Scala doesn't have a formal grammar. That's part of the problem here. But above and beyond that, work has been done (in academia and industry) at various times over the decades on mechanically deriving syntax highlighting modes directly from formal grammars, and it turns out to be almost never what you want.

Part of the problem is obvious: the grammar of the language specifies nothing about what to do if the code is syntactically invalid, but editors deal primarily with partially-valid code by definition. The other part of the problem is less obvious, but still critical: grammars deal strictly with syntactic elements even when more semantic details can be inferred, since they serve the AST which will be processed by later phases.

So no, the formal grammar, even if it existed, would be a very poor gold standard for syntax highlighting.

Well, that might be a suggestion as to what might be regarded as correct!

Lambdas, not type lambdas. For example, IntelliJ provides no particular highlighting for the following expression:

x => x

I think it's desirable that we highlight this, and Sublime in fact does so.

a type lambda is simply a pattern of usage within the language and nothing specific to grammar

Sure, but so is something like extends Foo, and yet we give that special scoping. Symbolic types are also just a pattern of usage within the language, but they too have special scoping. Different types of numeric literals (e.g. hex vs decimal) may also be seen as a pattern of usage, since they both generate integers, and yet we also scope these distinctly.

The editor must go above and beyond what is specified by the raw syntax of the language, since the raw syntax is simply insufficient to specify the behavior that is desirable from a live editor.

Code is read more often than it is read. I can speak from first hand experience, I had no idea at all why this is specially coloured - and there is no way for one to understand why this would be coloured down to comment-grey, where other legal Scala syntax is coloured in accordance with rules of Scala syntax.

Did you encounter the construct in code, or in the syntax test?

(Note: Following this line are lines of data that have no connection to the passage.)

PR #1945, opened 2026-06-12
fix(cache): prevent app route cookie replay

james-elicx:
## Summary

Fixes a shared-cache vulnerability where a production App Router `GET` Route Handler with ISR enabled could persist and replay `Set-Cookie` headers across users.

## Reproduction / impact

Before this fix, a handler such as:

```ts
export const revalidate = 300;

export function GET(request: Request) {
  const user = new URL(request.url).searchParams.get("user");
  return new Response(`issued for ${user}`, {
    headers: {
      "Set-Cookie": `session=${user}-secret; Path=/; HttpOnly`,
    },
  });
}
```

could cache the first request's response under the pathname-only App Route ISR key. A later user could receive the cached victim session cookie and body, enabling session fixation, credential disclosure, or cross-user state leakage.

The regression test issues independent victim and attacker requests and verifies no shared cache entry is written and each receives only its own cookie.

## Fix

- Treat direct `Set-Cookie`, pending mutable cookies, draft-mode cookies, and middleware cookies as shared-cache opt-outs.
- Force cookie-bearing responses to `private, no-cache, no-store, max-age=0, must-revalidate` and remove edge cache headers, including explicit user-provided public cache policies.
- Skip stale background-regeneration writes when cookies are produced.
- Never serialize `Set-Cookie` into new App Route ISR values.
- Strip `Set-Cookie` when reading legacy cached values.
- Clone responses before changing cache headers so immutable responses returned from `fetch()` remain valid.

## Next.js research

Reviewed the current Next.js canary App Route implementation in `packages/next/src/server/route-modules/app-route/module.ts`. Next.js merges mutable cookies after producing the prerender result. The focused test includes a source link documenting the parity reference; no direct upstream test for this exact security regression was found.

## Tests

- `vp test run tests/app-route-handler-cache.test.ts tests/app-route-handler-execution.test.ts tests/app-route-handler-response.test.ts`
  - 3 files passed
  - 39 tests passed
- `vp check` on all seven changed files
- `vp fmt` on all changed files

## Review

Independent review passes found and prompted fixes for:

1. stale background regeneration caching cookie-bearing responses;
2. explicit public cache headers allowing downstream CDN replay;
3. immutable `fetch()` response headers throwing during no-store enforcement.

All findings are addressed in this PR.


james-elicx:
Diverges from nextjs

PR #1947, opened 2026-06-12
fix(pages): harden cookie parsing

james-elicx:
## Summary

- consolidate Pages API and config-condition cookie parsing into one shared implementation
- preserve the first duplicate cookie, matching Next.js's compiled `cookie` parser
- return a null-prototype dictionary so inherited names cannot satisfy authentication checks
- decode percent-encoded values with malformed-value fallback and unwrap quoted values

## Security impact

Before this change, vinext selected the last duplicate cookie while Next.js selects the first. In cookie-tossing scenarios, a sibling subdomain, path-scoped cookie, or appending proxy could therefore change which session token a migrated Pages API route authenticated.

The old normal-object dictionaries also exposed inherited properties such as `constructor` and `toString` even when no cookie with that name was supplied. Presence-based authorization using a configurable cookie name could consequently treat an inherited property as an authenticated cookie.

## Reproduction

```bash
curl -i \
  -H 'Cookie: session=trusted; session=attacker' \
  https://TARGET/api/account
```

Before: `req.cookies.session === "attacker"`.

After: `req.cookies.session === "trusted"`, matching Next.js.

Special-name reproduction:

```bash
curl -i \
  -H 'Cookie: __proto__=p; constructor=c; toString=t' \
  https://TARGET/api/account
```

After this change, all three values are explicit own properties on a null-prototype dictionary; absent inherited names no longer appear present.

## Next.js reference

- `packages/next/src/server/api-utils/get-cookie-parser.ts`
- `packages/next/src/compiled/cookie/index.js`

## Validation

- `vp test run tests/api-handler.test.ts tests/pages-bodyparser-config.test.ts`
- `vp test run tests/shims.test.ts -t "parseCookies|config cookie conditions"`
- `vp check packages/vinext/src/utils/parse-cookie.ts packages/vinext/src/config/config-matchers.ts packages/vinext/src/server/api-handler.ts packages/vinext/src/server/pages-node-compat.ts tests/api-handler.test.ts tests/pages-bodyparser-config.test.ts tests/shims.test.ts`

The isolated worktree reused an existing frozen workspace dependency installation through temporary symlinks. No install or lockfile modification was performed.


james-elicx:
Addressed the independent review findings in commit `"$(git rev-parse --short HEAD)"`:

- restored normal object semantics for `req.cookies`, including `hasOwnProperty()` and inherited `toString()`
- matched Next.js compiled `cookie` behavior for `__proto__`, `constructor`, and `toString` cookie names
- preserved empty-name cookies for parser parity
- hardened config `has`/`missing` cookie conditions with `Object.hasOwn()` so inherited names cannot satisfy authentication/routing checks
- added Node, Workers, parser, and config-condition regressions

Focused API tests, config tests, formatting, lint, and type checks pass.

james-elicx:
Resolved the required `vinext-utils/prefer-shared-utils` failure in commit `"$(git rev-parse --short HEAD)"`.

The two parsers intentionally implement different Next.js contracts, so they cannot be safely consolidated:

- `utils/parse-cookie.ts`: Pages API / compiled `cookie` semantics (first duplicate, trimming/quotes, malformed decode fallback, normal object)
- `shims/internal/parse-cookie-header.ts`: `@edge-runtime/cookies` RequestCookies semantics (last duplicate, bare tokens, malformed values skipped, Map)

Renamed the latter to `parseEdgeRequestCookieHeader` and updated all consumers, making the semantic distinction explicit and avoiding the protected shared-helper name collision.

Validation:
- touched-file `vp lint` and `vp check`: pass
- `tests/oxlint-prefer-shared-utils.test.ts`: 3/3 pass
- Pages API focused tests: 75/75 pass
- RequestCookies/config focused tests: 47/47 pass

A full-workspace `vp check` was also attempted; formatting and the shared-utils lint stage passed, but the isolated worktree lacks complete app/benchmark dependency links (`@cloudflare/workers-types`, workspace package resolution). No install or lockfile changes were made.

PR #1950, opened 2026-06-12
fix(cloudflare): prevent auth-dependent edge caching

james-elicx:
## Summary

Prevent Cloudflare's outer edge cache from publishing App Router or Pages Router responses whose contents or routing decision depended on request credentials or user middleware.

## Security impact

With `cdnAdapter()` and Cloudflare platform caching enabled, vinext previously emitted public `CDN-Cache-Control` for otherwise-static/ISR responses after middleware ran inside the Worker. Cloudflare can serve a later edge hit without invoking the Worker, so middleware authentication/authorization would not execute for that hit.

An authenticated request could therefore fill a shared outer-edge cache entry that was reusable by an unauthenticated request.

## Prerequisites

- Cloudflare CDN adapter enabled.
- Platform-level cache enabled for the Worker route.
- A static/ISR page or route protected only by middleware or request credentials.
- The authenticated response is cacheable under the framework policy.

## Reproduction before this fix

```ts
// middleware.ts
export function middleware(request: Request) {
  if (request.headers.get("cookie") !== "session=admin") {
    return new Response("Unauthorized", { status: 401 });
  }
}
```

```tsx
// app/admin/page.tsx
export const revalidate = 300;

export default function Admin() {
  return <pre>Private administration data</pre>;
}
```

```bash
# Authenticated request reaches the Worker and fills the outer cache.
curl -i -H 'Cookie: session=admin' https://TARGET/admin

# A later request can be answered by the edge before middleware runs.
curl -i https://TARGET/admin
```

The first response previously carried a public policy such as:

```http
CDN-Cache-Control: public, max-age=300, stale-while-revalidate=...
```

## Fix

- Add a request-scoped `cdnCacheRequestDependent` safety signal.
- Mark requests dependent when they carry `Cookie`, `Authorization`, or any `CF-Access-*` identity header.
- Mark every request that executes user middleware, including middleware request-header and response-header/rewrite decisions.
- Propagate the signal across nested App Router render/route-handler contexts and the Pages Router pipeline without using a spoofable HTTP header.
- Make the Cloudflare CDN adapter emit only `Cache-Control: no-store` for request-dependent responses.
- Remove any stale `CDN-Cache-Control` and `Cache-Tag` headers when applying the no-store decision.
- Preserve public outer-edge caching for credential-free routes without middleware.

## Tests

```bash
vp check tests/cdn-cache.test.ts tests/pages-request-pipeline.test.ts \
  packages/vinext/src/shims/cdn-cache.ts \
  packages/vinext/src/shims/unified-request-context.ts \
  packages/vinext/src/server/cache-control.ts \
  packages/vinext/src/server/app-rsc-handler.ts \
  packages/vinext/src/server/pages-request-pipeline.ts \
  packages/vinext/src/server/pages-page-handler.ts \
  packages/cloudflare/src/cache/cdn-adapter.runtime.ts

vp test run tests/cdn-cache.test.ts \
  tests/pages-request-pipeline.test.ts \
  tests/pages-page-handler.test.ts \
  tests/app-rsc-handler.test.ts \
  tests/cloudflare-cdn-cache.test.ts
```

Result: 137 tests passed.

## Review notes

An adversarial review found that nested App Router request contexts initially reset the safety bit after middleware. The final patch inherits the bit into nested contexts and includes a regression for that path.

## Limitations

- Local Miniflare does not implement Cloudflare's outer cache, so tests assert the response-policy boundary (`no-store`, no `CDN-Cache-Control`, no `Cache-Tag`) rather than a deployed `CF-Cache-Status` HIT.
- This intentionally disables outer-edge caching for all routes traversing user middleware because middleware may make authorization decisions without leaving observable response headers.
- Framework/origin ISR behavior is unchanged; this patch only prevents unsafe shared outer-edge reuse.

### DIFF
--- a/packages/vinext/src/server/cache-control.ts
+++ b/packages/vinext/src/server/cache-control.ts
@@ -1,4 +1,8 @@
-import { getCdnCacheAdapter, type CdnCacheableHeaderInput } from "vinext/shims/cdn-cache";
+import {
+  getCdnCacheAdapter,
+  isCdnCacheRequestDependent,
+  type CdnCacheableHeaderInput,
+} from "vinext/shims/cdn-cache";
 
 export const NEVER_CACHE_CONTROL = "private, no-cache, no-store, max-age=0, must-revalidate";
 
@@ -21,7 +25,12 @@ export const NO_STORE_CACHE_CONTROL = "no-store, must-revalidate";
  */
 export function applyCdnResponseHeaders(headers: Headers, input: CdnCacheableHeaderInput): void {
   headers.delete("Cache-Control");
-  const map = getCdnCacheAdapter().buildResponseHeaders(input);
+  headers.delete("CDN-Cache-Control");
+  headers.delete("Cache-Tag");
+  const map = getCdnCacheAdapter().buildResponseHeaders({
+    ...input,
+    requestDependent: input.requestDependent ?? isCdnCacheRequestDependent(),
+  });
   for (const [name, value] of Object.entries(map)) {
     // Never stamp an empty header. An adapter returns an empty `Cache-Control`
     // only when it has no default for an empty policy (e.g. the default
--- a/packages/vinext/src/server/cache-control.ts
+++ b/packages/vinext/src/server/cache-control.ts
@@ -52,17 +52,42 @@ export function finalizeCdnResponsePolicy(
   response: Response,
   requestDependent = isCdnCacheRequestDependent(),
 ): Response {
-  if (!requestDependent) return response;
+  if (!requestDependent || process.env.VINEXT_PRERENDER === "1") return response;
+
+  const currentCacheControl = response.headers.get("Cache-Control");
+  const cacheControl =
+    currentCacheControl && /\b(?:no-store|no-cache|private)\b/i.test(currentCacheControl)
+      ? currentCacheControl
+      : "no-store";
+  const needsCleanup = CDN_RESPONSE_POLICY_HEADERS.some((name) => response.headers.has(name));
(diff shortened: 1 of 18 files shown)


packages/vinext/src/server/cache-control.ts
```diff
@@ -21,7 +25,12 @@ export const NO_STORE_CACHE_CONTROL = "no-store, must-revalidate";
  */
 export function applyCdnResponseHeaders(headers: Headers, input: CdnCacheableHeaderInput): void {
   headers.delete("Cache-Control");
-  const map = getCdnCacheAdapter().buildResponseHeaders(input);
+  headers.delete("CDN-Cache-Control");
+  headers.delete("Cache-Tag");
```
james-elicx, line 29: this assumption is unacceptable to make inside vinext itself. adapters control their own headers.

james-elicx: feel free to add an OPTIONAL function on the cdn cache to wipe them if you really must. i dont really see why though. doesnt building overwrite?

packages/vinext/src/server/cache-control.ts
```diff
@@ -32,6 +41,55 @@ export function applyCdnResponseHeaders(headers: Headers, input: CdnCacheableHea
   }
 }
 
+const CDN_RESPONSE_POLICY_HEADERS = [
+  "CDN-Cache-Control",
+  "Cloudflare-CDN-Cache-Control",
+  "Cache-Tag",
```
james-elicx, line 47: ABSOLUTELY NOT.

It's worth noting that the syntax test isn't even valid Scala (intentionally so), and so it isn't a reasonable representation of how you would see the construct in a real use.

They are not elided in the same manner as comments - they are subject to compilation.

So are comments, if you read the compiler.

So why maintain a special colouring for them if they are not common

Macro definitions are even less common, but we scope them specially.

I find sporadic examples of type lambdas being described on blogs, etc - not written by Paul Chiusano - where there are instances of the pattern, but no use of alpha, beta, lambda tokens.

Look at anything describing Scalaz before the conversion to kind-projector (which happened about a year and a half ago, iirc). Scalaz was easily the most prolific user of type lambdas, and it had a very strict convention of Greek characters. This convention was chosen to make type lambdas stand out as special weirdness, and it was mirrored by the majority of the "downstream" community. Once Scalaz converted over to kind-projector, much of the community also converted, meaning that the majority of the individuals (including myself) who used to adhere to the Greek convention are now simply using kind-projector rather than the type lambda syntax in any form.

For this reason, I'm a lot less attached to this syntax than I otherwise would be, since I simply don't use it anymore. But I still believe it is a valid application of scoping.

It strikes me as incorrect to encode this in syntax colouring, as it colouring the code in a special manner, outside the domain of Scala syntax.

If you define Scala syntax by strictly what is implemented by the Scala parser as written, then you also need to exclude XML literals, which are (partially) delegated to the SAX2 parser. You also cannot provide special highlighting for _. There are probably other examples, but those are the ones that spring to mind.

tl;dr: Syntax highlighting modes must always go beyond what the language specifies in its strictly syntactic domain. Weak semantics and convention must play a role.